» Data for this exercise:
PR #300, opened 2025-05-14
Don't panic when null pointer is provided - log error and return instead

### LINKED ISSUE #253: Don't panic when user provides null pointers to methods
Currently, we assume that user uses the API correctly, and we panic if the provided pointer is null.

Example:
```rust
#[unsafe(no_mangle)]
pub unsafe extern "C" fn cass_cluster_set_connect_timeout(
    cluster_raw: CassBorrowedExclusivePtr<CassCluster, CMut>,
    timeout_ms: c_uint,
) {
    let cluster = BoxFFI::as_mut_ref(cluster_raw).unwrap();
    cluster.session_builder.config.connect_timeout = Duration::from_millis(timeout_ms.into());
}
```

This `unwrap()` panics if `cluster_raw` is null.

This should be converted to something like:
```rust
#[unsafe(no_mangle)]
pub unsafe extern "C" fn cass_cluster_set_connect_timeout(
    cluster_raw: CassBorrowedExclusivePtr<CassCluster, CMut>,
    timeout_ms: c_uint,
) {
    let Some(cluster) = BoxFFI::as_mut_ref(cluster_raw) else {
        tracing::error!("Provided null pointer to cass_cluster_set_connect_timeout!");
    };
    cluster.session_builder.config.connect_timeout = Duration::from_millis(timeout_ms.into());
}
```

muzarski:
Fixes: https://github.com/scylladb/cpp-rust-driver/issues/253

## Pre-review checklist

### DIFF
--- a/scylla-rust-wrapper/src/cluster.rs
+++ b/scylla-rust-wrapper/src/cluster.rs
@@ -381,7 +381,10 @@ pub unsafe extern "C" fn cass_cluster_set_application_name_n(
     app_name: *const c_char,
     app_name_len: size_t,
 ) {
-    let cluster = BoxFFI::as_mut_ref(cluster_raw).unwrap();
+    let Some(cluster) = BoxFFI::as_mut_ref(cluster_raw) else {
+        tracing::error!("Provided null cluster pointer to cass_cluster_set_application_name_n!");
+        return;
+    };
     let app_name = unsafe { ptr_to_cstr_n(app_name, app_name_len) }
         .unwrap()
         .to_string();
@@ -407,7 +410,10 @@ pub unsafe extern "C" fn cass_cluster_set_application_version_n(
     app_version: *const c_char,
     app_version_len: size_t,
 ) {
-    let cluster = BoxFFI::as_mut_ref(cluster_raw).unwrap();
+    let Some(cluster) = BoxFFI::as_mut_ref(cluster_raw) else {
+        tracing::error!("Provided null cluster pointer to cass_cluster_set_application_version_n!");
+        return;
+    };
     let app_version = unsafe { ptr_to_cstr_n(app_version, app_version_len) }
         .unwrap()
         .to_string();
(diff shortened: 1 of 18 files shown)


Lorak-mmk (approved):

scylla-rust-wrapper/src/cluster.rs
```diff
@@ -996,7 +1067,13 @@ pub unsafe extern "C" fn cass_cluster_set_use_beta_protocol_version(
...
+    let Some(cluster) = BoxFFI::as_mut_ref(cluster_raw) else {
+        tracing::error!(
+            "Provided null cluster pointer to cass_cluster_set_use_beta_protocol_version!"
+        );
+        return CassError::CASS_ERROR_LIB_BAD_PARAMS;
+    };
+
     cluster.use_beta_protocol_version = enable == cass_true;
 
     CassError::CASS_OK
```
wprzytula, line 1079: :question: Does `cass_cluster_set_use_beta_protocol_version()` do anything? AFAIK Rust driver supports just one protocol version, so this is a no-op. Shouldn't we rather mark this as deprecated and/or remove its implementation?

wprzytula (approved):
Phew! This was one of the most boring PRs to review ;P

scylla-rust-wrapper/src/cluster.rs
muzarski: It is read here:
```rust
#[unsafe(no_mangle)]
pub unsafe extern "C" fn cass_cluster_set_protocol_version(
    cluster_raw: CassBorrowedExclusivePtr<CassCluster, CMut>,
    protocol_version: c_int,
) -> CassError {
    let Some(cluster) = BoxFFI::as_mut_ref(cluster_raw) else {
        tracing::error!("Provided null cluster pointer to cass_cluster_set_protocol_version!");
    };

    if protocol_version == 4 && !cluster.use_beta_protocol_version {
        // Rust Driver supports only protocol version 4
        CassError::CASS_OK
    } else {
        CassError::CASS_ERROR_LIB_BAD_PARAMS
    }
}
```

» Task requirements: Nothing should be left out or altered, so reproduce the whole listing.

» Solution below:
PR #300, opened 2025-05-14
Don't panic when null pointer is provided - log error and return instead

### LINKED ISSUE #253: Don't panic when user provides null pointers to methods
Currently, we assume that user uses the API correctly, and we panic if the provided pointer is null.

Example:
```rust
#[unsafe(no_mangle)]
pub unsafe extern "C" fn cass_cluster_set_connect_timeout(
    cluster_raw: CassBorrowedExclusivePtr<CassCluster, CMut>,
    timeout_ms: c_uint,
) {
    let cluster = BoxFFI::as_mut_ref(cluster_raw).unwrap();
    cluster.session_builder.config.connect_timeout = Duration::from_millis(timeout_ms.into());
}
```

This `unwrap()` panics if `cluster_raw` is null.

This should be converted to something like:
```rust
#[unsafe(no_mangle)]
pub unsafe extern "C" fn cass_cluster_set_connect_timeout(
    cluster_raw: CassBorrowedExclusivePtr<CassCluster, CMut>,
    timeout_ms: c_uint,
) {
    let Some(cluster) = BoxFFI::as_mut_ref(cluster_raw) else {
        tracing::error!("Provided null pointer to cass_cluster_set_connect_timeout!");
    };
    cluster.session_builder.config.connect_timeout = Duration::from_millis(timeout_ms.into());
}
```

muzarski:
Fixes: https://github.com/scylladb/cpp-rust-driver/issues/253

## Pre-review checklist

### DIFF
--- a/scylla-rust-wrapper/src/cluster.rs
+++ b/scylla-rust-wrapper/src/cluster.rs
@@ -381,7 +381,10 @@ pub unsafe extern "C" fn cass_cluster_set_application_name_n(
     app_name: *const c_char,
     app_name_len: size_t,
 ) {
-    let cluster = BoxFFI::as_mut_ref(cluster_raw).unwrap();
+    let Some(cluster) = BoxFFI::as_mut_ref(cluster_raw) else {
+        tracing::error!("Provided null cluster pointer to cass_cluster_set_application_name_n!");
+        return;
+    };
     let app_name = unsafe { ptr_to_cstr_n(app_name, app_name_len) }
         .unwrap()
         .to_string();
@@ -407,7 +410,10 @@ pub unsafe extern "C" fn cass_cluster_set_application_version_n(
     app_version: *const c_char,
     app_version_len: size_t,
 ) {
-    let cluster = BoxFFI::as_mut_ref(cluster_raw).unwrap();
+    let Some(cluster) = BoxFFI::as_mut_ref(cluster_raw) else {
+        tracing::error!("Provided null cluster pointer to cass_cluster_set_application_version_n!");
+        return;
+    };
     let app_version = unsafe { ptr_to_cstr_n(app_version, app_version_len) }
         .unwrap()
         .to_string();
(diff shortened: 1 of 18 files shown)


Lorak-mmk (approved):

scylla-rust-wrapper/src/cluster.rs
```diff
@@ -996,7 +1067,13 @@ pub unsafe extern "C" fn cass_cluster_set_use_beta_protocol_version(
...
+    let Some(cluster) = BoxFFI::as_mut_ref(cluster_raw) else {
+        tracing::error!(
+            "Provided null cluster pointer to cass_cluster_set_use_beta_protocol_version!"
+        );
+        return CassError::CASS_ERROR_LIB_BAD_PARAMS;
+    };
+
     cluster.use_beta_protocol_version = enable == cass_true;
 
     CassError::CASS_OK
```
wprzytula, line 1079: :question: Does `cass_cluster_set_use_beta_protocol_version()` do anything? AFAIK Rust driver supports just one protocol version, so this is a no-op. Shouldn't we rather mark this as deprecated and/or remove its implementation?

wprzytula (approved):
Phew! This was one of the most boring PRs to review ;P

scylla-rust-wrapper/src/cluster.rs
muzarski: It is read here:
```rust
#[unsafe(no_mangle)]
pub unsafe extern "C" fn cass_cluster_set_protocol_version(
    cluster_raw: CassBorrowedExclusivePtr<CassCluster, CMut>,
    protocol_version: c_int,
) -> CassError {
    let Some(cluster) = BoxFFI::as_mut_ref(cluster_raw) else {
        tracing::error!("Provided null cluster pointer to cass_cluster_set_protocol_version!");
    };

    if protocol_version == 4 && !cluster.use_beta_protocol_version {
        // Rust Driver supports only protocol version 4
        CassError::CASS_OK
    } else {
        CassError::CASS_ERROR_LIB_BAD_PARAMS
    }
}
```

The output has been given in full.